# EXERCISE INSTRUCTIONS:
Look for "Maybe" in each line of the records, and copy the lines that have it.

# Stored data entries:
PR #684, opened 2020-07-16
Remove pfVirtualCam1 Effect Plate.

Hoikas:
The effect plate was effectively unused until #679. Fixing it to not be gated behind the status log introduced a regression in which the spinning dots and intro video were hidden.

### DIFF
--- a/Sources/Plasma/FeatureLib/pfCamera/plVirtualCamNeu.cpp
+++ b/Sources/Plasma/FeatureLib/pfCamera/plVirtualCamNeu.cpp
@@ -152,7 +152,6 @@ plVirtualCam1::plVirtualCam1()
     // set initial view position
     fOutputPos.Set(100,100,100);
     fOutputPOA.Set(0,0,0);
-    fEffectPlate = nil;
     fFreezeCounter = 0;
     fFadeCounter = 0;
     fX = fY = 0.5f;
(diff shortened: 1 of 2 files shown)


Deledrius:
Is this the effects plate mentioned in the Transition Manager as the replacement for the old hack?

dpogue:
> Is this the effects plate mentioned in the Transition Manager as the replacement for the old hack?

I don't see any mention of this in the Transition Manager. Were you thinking of this comment? https://github.com/H-uru/Plasma/blob/c835484d36c5a6996a0782eb3f11ce0b91de9bd5/Sources/Plasma/PubUtilLib/plPipeline/plTransitionMgr.cpp#L260-L265

My guess is that the Transition Manager was added later as an improved attempt to hide the screen while the data was being loaded into the renderer, because the implementation (and naming) is essentially identical to this.

Deledrius:
I was thinking of this part:

https://github.com/H-uru/Plasma/blob/c835484d36c5a6996a0782eb3f11ce0b91de9bd5/Sources/Plasma/PubUtilLib/plPipeline/plTransitionMgr.cpp#L46-L51

dpogue:
Ahh, I think that sort of control over the plate contents is still yet to be implemented (alas, because there were some cool effects like that in the Descent demo)

PR #685, opened 2020-07-22
Handle font characters with negative baselines

dpogue:
Some font have characters with a negative baseline (usually the underscore character). When multiplied with the (unsigned) stride, this was turning into a value in the vicinity of UINT32_MAX and that gets subtracted from the pointer into the texture image data. In this case, it was going out of bounds and causing the client to segfault.

In reality, `fDestStride` is generally the width of the texture × 4 (bpp), so it's very unlikely that this will ever exceed the capacity of a signed 32-bit int.


zrax:
Are you building for 64-bit?  32-bit pointers should wrap even with the implied promotion of `signed * unsigned => unsigned`

dpogue:
Yes, building for 64-bit on Linux.

PR #688, opened 2020-07-22
Fix `hsMatrix44::DecompRigid()` quat decomposition.

Hoikas:
At some point, `hsQuat::FromMatrix44()` was changed to a static method, but `hsMatrix44::DecompRigid()` was not updated and continued to use it as a member method. This resulted in the quaternion being discarded immediately.

In the interest of preventing these sorts of bugs in the future, I added C++17's `[[nodiscard]]` attribute where it made sense in `hsQuat`.

Required by PhysX 4.1.


Hoikas:
:trollface:

PR #695, opened 2020-08-06
Fix GoMePubNew look command text

DoobesURU:
Fixes Ae'gura GoMe Pub's /look text to better flow with the existing script.


Hoikas:
For future reference, here is the formatter the /look command uses:
```python
"{}: {} Standing near you is {}. There are exits to the{}".format(GetAgeName(), see, people, exits)
```

PR #696, opened 2020-08-10
replace Cyan's xEnum by Python's enum

aqua-uru:


Scripts/Python/clftNpcZandi.py
```diff
@@ -86,9 +86,9 @@
 IgnoreTime = 120
 PageTurnInterval = 120
 
-TimerID = xEnum.Enum("IgnoreFinished = 10, TurnPage")
+TimerID = enum.IntEnum("TimerID", {"IgnoreFinished": 10, "TurnPage": 11})
```
Hoikas, line 89: Maybe `start=10` instead?

aqua-uru: I considered it but I thought it could be too easily read over as "start=0" since that occurs in some places, though indeed it would be more consistent...

Scripts/Python/grsnPowerOn.py
```diff
@@ -132,7 +132,9 @@
 gearStartingDown = False
 weightEngageDisabled = False
 
-TimerID = xEnum.Enum("UpElevatorSwitch, DownElevatorSwitch")
+class TimerID(enum.IntEnum):
+    UpElevatorSwitch = 1
```
Hoikas, line 136: I think this will be more Pythonic in cases where we don't need to change the start value:
```suggestion
    UpElevatorSwitch = enum.auto()
```

aqua-uru: Changed for all of the ones that start at 1!

Would be nice if there was a way to have auto but specify the starting value... Maybe I should take it up to python-dev ;)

# TASK RESPONSE:
Hoikas, line 89: Maybe `start=10` instead?
Would be nice if there was a way to have auto but specify the starting value... Maybe I should take it up to python-dev ;)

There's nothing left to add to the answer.